Your instructions: Count the lines below that contain the word "pull". Give only the number.

>>

PR #536, opened 2025-11-30
Preparing for EUCC: Moving heuristics functions to a common file

tkachyna:
One of the first pull requests which will involve moving shared functionality (for both CC and EUCC) into common files

These pull requests will be structured according to the individual parts of the pipeline. This one includes heuristic functions.


adamjanovsky:
@tkachyna sorry, I didn't make the promised review today. Making it a top priority for tomorrow morning.

tkachyna:
> Both assumptions get broken with new functionality and I'm wondering how to address this. I guess we still have types that help us (the method acception CCCertificate | EUCCCertificate, for example). But is there any additional pattern we could maintain to help this distinction?

The easiest way I can think of is to give the methods a prefix (like eucc, cc, fips etc.), but it's definitely something we can discuss at the meeting on Thursday.

PR #537, opened 2025-11-30
Br1 extraction

ndavidova:


src/sec_certs/br1/chapter_parsing/mapper.py
```diff
@@ -0,0 +1,82 @@
...
+    if subchapter_num > 0:
+        title = base_chapter.subchapters[subchapter_num - 1].title
+
+    title = substitute(title)
+
+    return rf"^(##|Section)*{chapter_num}(\.?{subchapter_num})?\.?{title}$"
+
+
+# Core extraction logic
+def extract_chapters_from_text(text: str) -> list[Chapter]:
```
J08nY: As I understand it, this uses the Markdown output of Docling to parse out the chapter. Thus, it introduces additional dependencies on Markdown parsing and does a somewhat unnecessary round trip where Docling parses the PDF to some internal format (which it dumps as JSON) and then serializes it to Markdown which is parsed here. I think this is an OK solution for now. But when #525 lands, we should consider parsing out the chapters directly from that JSON.

src/sec_certs/br1/table_parsing/model/entry_types/algorithms.py
```diff
@@ -0,0 +1,34 @@
+from dataclasses import dataclass
+
+# Tables 5,6,7,8,9
+# AlgoProp is actually a Key:Value pair, but for simplicity it is represented as a string
+
+
+@dataclass
+class ApprovedAlgo:
```
J08nY: All of these DataClasses are quite verbose, though I like that it allows the type information to carry a lot of the structure and meta information about the data. Do you have any additional descriptions of these fields from the BR1? If so, could you (perhaps in an automated way or not) add them as docstrings to the classes and attributes? Just a single sentence (if available) would suffice.

The names are usually quite descriptive so this is not that important, more of a nice to have.

src/sec_certs/sample/fips.py
```diff
@@ -629,6 +637,26 @@ def extract_policy_pdf_keywords(cert: FIPSCertificate) -> FIPSCertificate:
             cert.pdf_data.keywords = keywords
         return cert
 
+    @staticmethod
+    def extract_br1_metadata(cert: FIPSCertificate) -> FIPSCertificate:
+        """
+        Extract br1 chapters and tables from the document
+        """
+        with Path(cert.state.policy_txt_path).open() as f:
```
J08nY: When #525 lands, this should perhaps be gated behind checking that the PDFConverter is the Docling one. Because if it is not, it does not even make sense to run all of this, because it will not produce the proper chapters right?

J08nY (commented):
Cool PR. Thanks for the work! Really nicely done. It adds a bunch of code, though I guess that is understandable and most of it is in the JSON describing the format and the table dataclasses. I am not sure whether `sec_certs.br1` is the right package for this. I think it makes the most sense to have it under `sec_certs.br1.heuristics`? (wdyt @adamjanovsky ?) Even though it is not a heuristic necessarily (the matching is a bit of a heuristic). Just having it top-level feels weird given that it is a bit of a niche feature in the grand scheme of things.

Also, when #525 lands, there should be tests that show the *successful* parsing of a BR1 policy.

<<

Result for this exercise: 2